Stored items:
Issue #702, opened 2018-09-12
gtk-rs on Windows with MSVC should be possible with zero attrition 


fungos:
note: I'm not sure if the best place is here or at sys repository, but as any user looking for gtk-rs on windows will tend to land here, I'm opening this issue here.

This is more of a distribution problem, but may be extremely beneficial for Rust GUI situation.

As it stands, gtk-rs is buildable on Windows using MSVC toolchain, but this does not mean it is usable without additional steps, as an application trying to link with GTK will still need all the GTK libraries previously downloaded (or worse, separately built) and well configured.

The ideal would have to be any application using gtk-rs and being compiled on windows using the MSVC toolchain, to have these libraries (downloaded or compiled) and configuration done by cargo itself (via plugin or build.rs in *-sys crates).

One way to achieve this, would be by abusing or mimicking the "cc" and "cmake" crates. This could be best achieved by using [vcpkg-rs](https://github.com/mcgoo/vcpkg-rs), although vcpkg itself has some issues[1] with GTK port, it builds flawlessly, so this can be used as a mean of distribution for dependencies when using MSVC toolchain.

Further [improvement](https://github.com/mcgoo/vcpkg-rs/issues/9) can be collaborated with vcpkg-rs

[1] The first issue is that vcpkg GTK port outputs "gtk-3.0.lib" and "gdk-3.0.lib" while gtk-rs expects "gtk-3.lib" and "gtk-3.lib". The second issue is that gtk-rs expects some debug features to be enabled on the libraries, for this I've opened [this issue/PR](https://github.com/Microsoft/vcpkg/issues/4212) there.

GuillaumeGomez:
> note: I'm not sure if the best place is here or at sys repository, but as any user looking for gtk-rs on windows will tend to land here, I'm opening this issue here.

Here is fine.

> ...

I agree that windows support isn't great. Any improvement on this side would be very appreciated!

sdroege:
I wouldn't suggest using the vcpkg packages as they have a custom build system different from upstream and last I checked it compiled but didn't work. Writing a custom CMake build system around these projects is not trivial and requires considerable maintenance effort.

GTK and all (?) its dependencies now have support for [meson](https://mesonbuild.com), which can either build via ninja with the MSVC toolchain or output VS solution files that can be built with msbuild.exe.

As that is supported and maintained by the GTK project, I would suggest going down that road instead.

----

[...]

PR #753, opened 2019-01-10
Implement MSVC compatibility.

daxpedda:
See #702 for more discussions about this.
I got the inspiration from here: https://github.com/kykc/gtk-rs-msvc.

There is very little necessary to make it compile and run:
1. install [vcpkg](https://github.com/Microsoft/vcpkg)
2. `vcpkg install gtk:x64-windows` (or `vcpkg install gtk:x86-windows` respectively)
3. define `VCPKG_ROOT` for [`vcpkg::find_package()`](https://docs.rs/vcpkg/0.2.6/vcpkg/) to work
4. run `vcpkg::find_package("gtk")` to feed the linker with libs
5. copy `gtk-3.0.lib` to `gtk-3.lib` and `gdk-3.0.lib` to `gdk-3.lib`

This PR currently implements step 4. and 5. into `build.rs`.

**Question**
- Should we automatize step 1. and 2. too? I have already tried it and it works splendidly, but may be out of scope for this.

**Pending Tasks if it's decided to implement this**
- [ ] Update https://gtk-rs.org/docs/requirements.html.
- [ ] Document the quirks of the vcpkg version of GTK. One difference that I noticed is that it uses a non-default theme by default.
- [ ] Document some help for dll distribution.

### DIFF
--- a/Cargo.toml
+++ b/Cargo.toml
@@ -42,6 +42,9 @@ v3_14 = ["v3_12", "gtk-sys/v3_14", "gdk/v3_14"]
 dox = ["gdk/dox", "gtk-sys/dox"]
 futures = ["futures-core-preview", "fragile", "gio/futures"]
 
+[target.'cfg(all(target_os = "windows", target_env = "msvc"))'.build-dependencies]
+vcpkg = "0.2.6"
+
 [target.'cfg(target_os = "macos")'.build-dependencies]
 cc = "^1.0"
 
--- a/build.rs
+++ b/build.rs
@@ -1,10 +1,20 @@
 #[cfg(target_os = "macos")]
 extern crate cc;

**What the task requires:**
Every record needs to be written out again, exactly as it was given.

**Reply:**
Issue #702, opened 2018-09-12
gtk-rs on Windows with MSVC should be possible with zero attrition 


fungos:
note: I'm not sure if the best place is here or at sys repository, but as any user looking for gtk-rs on windows will tend to land here, I'm opening this issue here.

This is more of a distribution problem, but may be extremely beneficial for Rust GUI situation.

As it stands, gtk-rs is buildable on Windows using MSVC toolchain, but this does not mean it is usable without additional steps, as an application trying to link with GTK will still need all the GTK libraries previously downloaded (or worse, separately built) and well configured.

The ideal would have to be any application using gtk-rs and being compiled on windows using the MSVC toolchain, to have these libraries (downloaded or compiled) and configuration done by cargo itself (via plugin or build.rs in *-sys crates).

One way to achieve this, would be by abusing or mimicking the "cc" and "cmake" crates. This could be best achieved by using [vcpkg-rs](https://github.com/mcgoo/vcpkg-rs), although vcpkg itself has some issues[1] with GTK port, it builds flawlessly, so this can be used as a mean of distribution for dependencies when using MSVC toolchain.

Further [improvement](https://github.com/mcgoo/vcpkg-rs/issues/9) can be collaborated with vcpkg-rs

[1] The first issue is that vcpkg GTK port outputs "gtk-3.0.lib" and "gdk-3.0.lib" while gtk-rs expects "gtk-3.lib" and "gtk-3.lib". The second issue is that gtk-rs expects some debug features to be enabled on the libraries, for this I've opened [this issue/PR](https://github.com/Microsoft/vcpkg/issues/4212) there.

GuillaumeGomez:
> note: I'm not sure if the best place is here or at sys repository, but as any user looking for gtk-rs on windows will tend to land here, I'm opening this issue here.

Here is fine.

> ...

I agree that windows support isn't great. Any improvement on this side would be very appreciated!

sdroege:
I wouldn't suggest using the vcpkg packages as they have a custom build system different from upstream and last I checked it compiled but didn't work. Writing a custom CMake build system around these projects is not trivial and requires considerable maintenance effort.

GTK and all (?) its dependencies now have support for [meson](https://mesonbuild.com), which can either build via ninja with the MSVC toolchain or output VS solution files that can be built with msbuild.exe.

As that is supported and maintained by the GTK project, I would suggest going down that road instead.

----

[...]

PR #753, opened 2019-01-10
Implement MSVC compatibility.

daxpedda:
See #702 for more discussions about this.
I got the inspiration from here: https://github.com/kykc/gtk-rs-msvc.

There is very little necessary to make it compile and run:
1. install [vcpkg](https://github.com/Microsoft/vcpkg)
2. `vcpkg install gtk:x64-windows` (or `vcpkg install gtk:x86-windows` respectively)
3. define `VCPKG_ROOT` for [`vcpkg::find_package()`](https://docs.rs/vcpkg/0.2.6/vcpkg/) to work
4. run `vcpkg::find_package("gtk")` to feed the linker with libs
5. copy `gtk-3.0.lib` to `gtk-3.lib` and `gdk-3.0.lib` to `gdk-3.lib`

This PR currently implements step 4. and 5. into `build.rs`.

**Question**
- Should we automatize step 1. and 2. too? I have already tried it and it works splendidly, but may be out of scope for this.

**Pending Tasks if it's decided to implement this**
- [ ] Update https://gtk-rs.org/docs/requirements.html.
- [ ] Document the quirks of the vcpkg version of GTK. One difference that I noticed is that it uses a non-default theme by default.
- [ ] Document some help for dll distribution.

### DIFF
--- a/Cargo.toml
+++ b/Cargo.toml
@@ -42,6 +42,9 @@ v3_14 = ["v3_12", "gtk-sys/v3_14", "gdk/v3_14"]
 dox = ["gdk/dox", "gtk-sys/dox"]
 futures = ["futures-core-preview", "fragile", "gio/futures"]
 
+[target.'cfg(all(target_os = "windows", target_env = "msvc"))'.build-dependencies]
+vcpkg = "0.2.6"
+
 [target.'cfg(target_os = "macos")'.build-dependencies]
 cc = "^1.0"
 
--- a/build.rs
+++ b/build.rs
@@ -1,10 +1,20 @@
 #[cfg(target_os = "macos")]
 extern crate cc;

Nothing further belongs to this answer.